## Directions
From the line containing "Debian: Install iproute2" to the end of the records below, output each line exactly; include both ends and nothing else.

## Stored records
=-=-=-=-=
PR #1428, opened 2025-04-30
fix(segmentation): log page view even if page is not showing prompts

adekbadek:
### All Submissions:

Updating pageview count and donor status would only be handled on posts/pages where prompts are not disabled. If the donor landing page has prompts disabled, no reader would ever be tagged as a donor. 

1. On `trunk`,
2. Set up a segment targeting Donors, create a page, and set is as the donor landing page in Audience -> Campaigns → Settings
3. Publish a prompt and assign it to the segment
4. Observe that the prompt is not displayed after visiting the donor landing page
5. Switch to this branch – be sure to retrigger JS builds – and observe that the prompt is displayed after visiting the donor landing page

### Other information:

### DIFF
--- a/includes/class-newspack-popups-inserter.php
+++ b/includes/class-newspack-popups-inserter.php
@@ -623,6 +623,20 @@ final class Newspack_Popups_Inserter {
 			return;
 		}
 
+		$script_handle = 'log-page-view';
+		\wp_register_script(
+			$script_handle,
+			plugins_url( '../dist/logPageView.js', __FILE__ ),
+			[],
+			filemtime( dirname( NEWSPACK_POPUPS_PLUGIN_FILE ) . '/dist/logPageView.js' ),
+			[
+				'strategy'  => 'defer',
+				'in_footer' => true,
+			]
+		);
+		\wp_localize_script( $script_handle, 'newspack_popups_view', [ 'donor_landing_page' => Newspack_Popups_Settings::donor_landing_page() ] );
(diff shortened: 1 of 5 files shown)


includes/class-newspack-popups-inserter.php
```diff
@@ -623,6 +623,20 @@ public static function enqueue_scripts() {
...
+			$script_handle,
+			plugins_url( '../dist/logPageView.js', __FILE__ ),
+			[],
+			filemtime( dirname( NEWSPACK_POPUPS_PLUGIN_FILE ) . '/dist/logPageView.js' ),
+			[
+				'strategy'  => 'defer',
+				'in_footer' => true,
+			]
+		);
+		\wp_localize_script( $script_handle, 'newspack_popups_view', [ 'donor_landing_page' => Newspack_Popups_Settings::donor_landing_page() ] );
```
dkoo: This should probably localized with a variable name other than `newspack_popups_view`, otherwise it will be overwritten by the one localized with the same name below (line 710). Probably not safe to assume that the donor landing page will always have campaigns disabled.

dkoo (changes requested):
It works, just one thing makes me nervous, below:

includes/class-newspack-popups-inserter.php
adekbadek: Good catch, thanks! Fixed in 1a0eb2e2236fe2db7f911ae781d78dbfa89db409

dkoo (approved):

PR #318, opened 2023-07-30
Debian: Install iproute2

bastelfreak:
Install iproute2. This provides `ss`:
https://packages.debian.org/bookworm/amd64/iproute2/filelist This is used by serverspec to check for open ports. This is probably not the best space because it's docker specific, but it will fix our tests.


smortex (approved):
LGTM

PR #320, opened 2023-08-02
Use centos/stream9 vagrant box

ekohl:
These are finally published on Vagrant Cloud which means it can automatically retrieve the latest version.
=-=-=-=-=
## Output of the task
Debian: Install iproute2

bastelfreak:
Install iproute2. This provides `ss`:
https://packages.debian.org/bookworm/amd64/iproute2/filelist This is used by serverspec to check for open ports. This is probably not the best space because it's docker specific, but it will fix our tests.


smortex (approved):
LGTM

PR #320, opened 2023-08-02
Use centos/stream9 vagrant box

ekohl:
These are finally published on Vagrant Cloud which means it can automatically retrieve the latest version.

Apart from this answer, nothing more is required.